» What the exercise asks: Repeat the entries in full. Each line must match exactly.

*** Material supplied ***

PR #69, opened 2022-07-21
chore: Use package, not build

toddbaert:
I was using "build" which happened to exist in OTel, but isn't actually the right target.


beeme1mr (approved):
Good catch!

PR #100, opened 2022-08-29
feat: add Composite provider

beeme1mr:
## Overview

The federated provider is based on the "super provider" concept that has been brought up in a number of community meetings. This PR adds an provider that supports an arbitrary number of child providers. Flags are evaluated based on the order providers are registered.

## Limitations

- All child provider hooks are run.

### DIFF
--- a/libs/providers/federated/src/lib/federated-provider.ts
+++ b/libs/providers/federated/src/lib/federated-provider.ts
@@ -1,0 +1,90 @@
+import {
+  EvaluationContext,
+  Provider,
+  ResolutionDetails,
+  Hook,
+} from '@openfeature/nodejs-sdk';
+
+export class FederatedProvider implements Provider {
+  metadata = {
+    name: FederatedProvider.name,
+  };
+
+  hooks: Hook[] = [];
+
+  constructor(private readonly providers: Provider[]) {
+    providers.forEach((p) => this.hooks.push(...(p.hooks ?? [])));
+  }
+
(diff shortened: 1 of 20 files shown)


libs/providers/federated/src/lib/federated-provider.ts
```diff
@@ -0,0 +1,90 @@
...
+    defaultValue: number,
+    context: EvaluationContext
+  ): Promise<ResolutionDetails<number>> {
+    for (const provider of this.providers) {
+      const result = await provider.resolveNumberEvaluation(
+        flagKey,
+        defaultValue,
+        context
+      );
+      if (!result.errorCode) {
```
justinabrahms, line 66: You may want to do some logging in the error cases here.

justinabrahms (approved):

justinabrahms:
optional nitpick: "Composite provider"? federated makes me think it's decentralized.

libs/providers/federated/src/lib/federated-provider.ts
beeme1mr: That's a good idea. I'll do that once [this PR](https://github.com/open-feature/node-sdk/pull/219) is merged.

beeme1mr:
@justinabrahms, the use of federation in this context was inspired by [GraphQL](https://www.apollographql.com/docs/federation/). Happy to change it to something else if it's confusing though.

FYI @toddbaert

*** End of Material supplied ***

» Written response:
PR #69, opened 2022-07-21
chore: Use package, not build

toddbaert:
I was using "build" which happened to exist in OTel, but isn't actually the right target.


beeme1mr (approved):
Good catch!

PR #100, opened 2022-08-29
feat: add Composite provider

beeme1mr:
## Overview

The federated provider is based on the "super provider" concept that has been brought up in a number of community meetings. This PR adds an provider that supports an arbitrary number of child providers. Flags are evaluated based on the order providers are registered.

## Limitations

- All child provider hooks are run.

### DIFF
--- a/libs/providers/federated/src/lib/federated-provider.ts
+++ b/libs/providers/federated/src/lib/federated-provider.ts
@@ -1,0 +1,90 @@
+import {
+  EvaluationContext,
+  Provider,
+  ResolutionDetails,
+  Hook,
+} from '@openfeature/nodejs-sdk';
+
+export class FederatedProvider implements Provider {
+  metadata = {
+    name: FederatedProvider.name,
+  };
+
+  hooks: Hook[] = [];
+
+  constructor(private readonly providers: Provider[]) {
+    providers.forEach((p) => this.hooks.push(...(p.hooks ?? [])));
+  }
+
(diff shortened: 1 of 20 files shown)


libs/providers/federated/src/lib/federated-provider.ts
```diff
@@ -0,0 +1,90 @@
...
+    defaultValue: number,
+    context: EvaluationContext
+  ): Promise<ResolutionDetails<number>> {
+    for (const provider of this.providers) {
+      const result = await provider.resolveNumberEvaluation(
+        flagKey,
+        defaultValue,
+        context
+      );
+      if (!result.errorCode) {
```
justinabrahms, line 66: You may want to do some logging in the error cases here.

justinabrahms (approved):

justinabrahms:
optional nitpick: "Composite provider"? federated makes me think it's decentralized.

libs/providers/federated/src/lib/federated-provider.ts
beeme1mr: That's a good idea. I'll do that once [this PR](https://github.com/open-feature/node-sdk/pull/219) is merged.

beeme1mr:
@justinabrahms, the use of federation in this context was inspired by [GraphQL](https://www.apollographql.com/docs/federation/). Happy to change it to something else if it's confusing though.

FYI @toddbaert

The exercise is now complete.